WHAT NEEDS TO BE DONE: The data must be written out once more, precisely as given.

····················

PR #293, opened 2017-06-27
remove unnecessary anonymous function objects

xuwei-k:
We can omit `(_)` because PValue case class companion objects extend Function1

https://stackoverflow.com/q/3049368


thesamet:
Nice!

····················

WRITTEN RESPONSE:
PR #293, opened 2017-06-27
remove unnecessary anonymous function objects

xuwei-k:
We can omit `(_)` because PValue case class companion objects extend Function1

https://stackoverflow.com/q/3049368


thesamet:
Nice!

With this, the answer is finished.